# Records supplied:
PR #781, opened 2018-03-21
Fix Brightness Table

nikeee:
The markdown table seems to be broken. This PR fixes that.


bhilburn:
@nikeee - You are indeed correct! Our docs are really important, and this is an important fix - even if the changeset seems minor. Thanks so much for taking the time to put together this PR and submit it, and welcome to P9k! `=)`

# Brief:
Tally the lines in the records that contain the word "seems"; the answer is that number and nothing more.

# Answer box:
2